Albisu to get $50,000 to settle lawsuit against Ontario School District

ONTARIO – Nikki Albisu, Ontario School District superintendent, has agreed to accept $50,000 to settle a lawsuit against her employer, ending a long-running battle over her discrimination claims.

According to court documents filed Wednesday, Feb. 28, Albisu accepted an offer from the district’s lawyers to resolve claims she suffered gender discrimination. She will also get an unknown amount for her attorney costs.
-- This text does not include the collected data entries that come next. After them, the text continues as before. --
PR #4928, opened 2024-05-10
cleanup dead code of generating Work permanent id

whitewindmills:
**What type of PR is this?**
/kind cleanup

**What this PR does / why we need it**:
Since the PR(https://github.com/karmada-io/karmada/pull/4474) has been merged, we're going to remove those codes which generate work permanent ID outside of webhook.

**Which issue(s) this PR fixes**:
Fixes #

**Special notes for your reviewer**:

**Does this PR introduce a user-facing change?**:

```release-note
NONE
```

PR #4474, opened 2023-12-25
feat: add permanent id label to pp/cpp/rb/crb/work resources

jwcesign:
**What type of PR is this?**
/kind feature

**What this PR does / why we need it**:
Please referring to: https://github.com/karmada-io/karmada/issues/4000 and https://github.com/karmada-io/karmada/pull/4199#discussion_r1393842038

**Which issue(s) this PR fixes**:
Part of https://github.com/karmada-io/karmada/issues/4000

**Special notes for your reviewer**:
The corresponding yaml configuration will be done in another PR.

**Does this PR introduce a user-facing change?**:

```release-note

```

PR #4949, opened 2024-05-16
cleanup dead code of generating PropagationPolicy permanent id

whitewindmills:
**What type of PR is this?**
/kind cleanup

Since the PR(https://github.com/karmada-io/karmada/pull/4474) has been merged, we're going to remove those codes which generate policy permanent ID outside of webhook.
Same as https://github.com/karmada-io/karmada/pull/4928

Fixes #

```release-note
NONE
```

### DIFF
--- a/pkg/detector/detector.go
+++ b/pkg/detector/detector.go
@@ -720,26 +720,9 @@ func (d *ResourceDetector) GetUnstructuredObject(objectKey keys.ClusterWideKey) 
 	return unstructuredObj, nil
 }
 
-func (d *ResourceDetector) getPropagationPolicyID(policy *policyv1alpha1.PropagationPolicy) (string, error) {
-	id := util.GetLabelValue(policy.GetLabels(), policyv1alpha1.PropagationPolicyPermanentIDLabel)
-	if id == "" {
-		id = uuid.New().String()
-		policy.Labels = util.DedupeAndMergeLabels(policy.Labels, map[string]string{policyv1alpha1.PropagationPolicyPermanentIDLabel: id})
-		if err := d.Client.Update(context.TODO(), policy); err != nil {
-			return id, err
-		}
-	}
-
-	return id, nil
-}
-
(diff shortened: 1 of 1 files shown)


RainbowMango (commented):
/assign

XiShanYongYe-Chang (commented):
Thanks a lot
/lgtm

pkg/detector/detector.go
```diff
@@ -720,26 +720,9 @@ func (d *ResourceDetector) GetUnstructuredObject(objectKey keys.ClusterWideKey)
...
-}
-
 // ClaimPolicyForObject set policy identifier which the object associated with.
 func (d *ResourceDetector) ClaimPolicyForObject(object *unstructured.Unstructured, policy *policyv1alpha1.PropagationPolicy) (string, error) {
-	policyID, err := d.getPropagationPolicyID(policy)
-	if err != nil {
-		klog.Errorf("Get PropagationPolicy(%s/%s) ID error:%v", policy.Namespace, policy.Name, err)
-		return "", err
-	}
+	policyID := policy.Labels[policyv1alpha1.PropagationPolicyPermanentIDLabel]
```
RainbowMango, line 725: Have you ever thought about what's gonna happen if there is no `permanent` ID?
I know it is not a normal case, but just guess, is there something bad that would happen? And is it easy to identify that the issue is caused by the lack of permanent ID?

RainbowMango (approved):
/approve

pkg/detector/detector.go
whitewindmills: good question. 

> is there something bad that would happen?

this is very likely to cause the resource template to be unable to be properly unbound from the policy.

> And is it easy to identify that the issue is caused by the lack of permanent ID?

it's very hard.

since the policy is a user-oriented resource, can we introduce a protection mechanism for the permanent ID? For example, add verification to the webhook to protect this label from being modified or deleted.

RainbowMango: +1
on the webhook validation.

Dan Snyder, Albisu’s attorney, said in a Sunday, March 3 email, said PACE, the insurance company for the school district, made an offer to have a court judgment issued against the district in Albisu’s favor. The move was done under a federal court procedure that allows a defendant to offer a judgment 14 days before a trial is scheduled to start party, according to Snyder.

Bret Mersereau, the attorney for the district who filed the offer, declined to comment in a Monday, March 4 email.

Snyder said Albisu had been through “a lot of abuse” before suing the district.

“Please be sensitive to Ms. Albisu,” Snyder said. “She suffered a lot of abuse prior to filing a lawsuit.”

Albisu did not respond to a request for comment.

Bret Uptmor, board chair, said Monday, March 4, that the board had not been involved in the decision to offer the money to Albisu.

“I don’t have any information to share,” Uptmor said.

Albisu sued the district in 2022 in U.S. District Court, claiming she had suffered gender discrimination, detailing in her complaint instances involving former Ontario School Board members dating back five years.

Attorneys for the district in court filings contended that Albisu has received good job reviews and pay raises, contradicting claims that she has suffered.

Albisu’s original complaint left it to a court to decide whether she was entitled to any money and how much. The two sides met Feb. 14 to mediate their dispute but that didn’t produce a resolution.

In her complaint, Albisu recounted instances involving two former Ontario School Board members dating back five years.

Albisu’s complaint and a 2019 letter that purported to be from 14 of 18 Ontario administrators alleged discrimination by then-board members Derrick Draper and Eric Evans Draper quit the board in 2021 and Evans finished out his term and didn’t seek reelection.

A subsequent investigation by an outside attorney for the board found Draper violated district policies in his conduct. The report noted that it was “uncertain” whether Draper engaged in harassment in his dealings with certain administrators.

The investigator reported that she couldn’t confirm allegations that Draper and Evans had engaged in racial or sexual harassment of school administrators.

The board censured Evans and Draper, prompting Draper to resign.

In a deposition last September, Draper could recall no details of his time on the board. A deposition is testimony given under oath.

Draper answered “I don’t recall” or, “I don’t remember” over 140 times in roughly 50 minutes of questioning from Snyder. He couldn’t remember when he served on the board, whether he had been barred from Four Rivers Community School, or if he was friends with people he knew.

“Do you have a temper?” he was asked.

“I don’t remember,” Draper responded, according to the deposition.

He didn’t respond Monday to a request for comment.

Albisu was named interim superintendent in 2012 and was appointed permanently a year later.

In 2022, Albisu signed a three-year contract with an annual salary of $145,300 and annual cost-of-living increases.

The earlier investigator’s report recounted an incident where Draper met with Albisu and Jodi Elizondo, then principal at Ontario High School. Draper was alleged to have been intimidating during the meeting, “screaming” and “slamming his hands on the table.”

During his deposition, Draper was questioned about the meeting with Elizondo and Albisu where he was alleged to have yelled so loud other administrators in the office could hear him. Draper answered that he could not remember.

Albisu outlined in her lawsuit her 2021 performance evaluation and dealings with the board on her employment contract.

She also filed a state complaint with the Oregon Bureau of Labor and Industries.

“Superintendent Albisu has been harassed, intimidated, evaluated more harshly and retaliated against because she refused to conform to their dominant male gender roles and personal agendas and demands,” according to the complaint.

The agency dismissed the complaint in 2022.

Albisu “was not able to provide substantial evidence that she was discriminated or retaliated against due to a protected class, or for engaging in protected whistle-blowing activities or use of protected leave,” the agency said in its summary.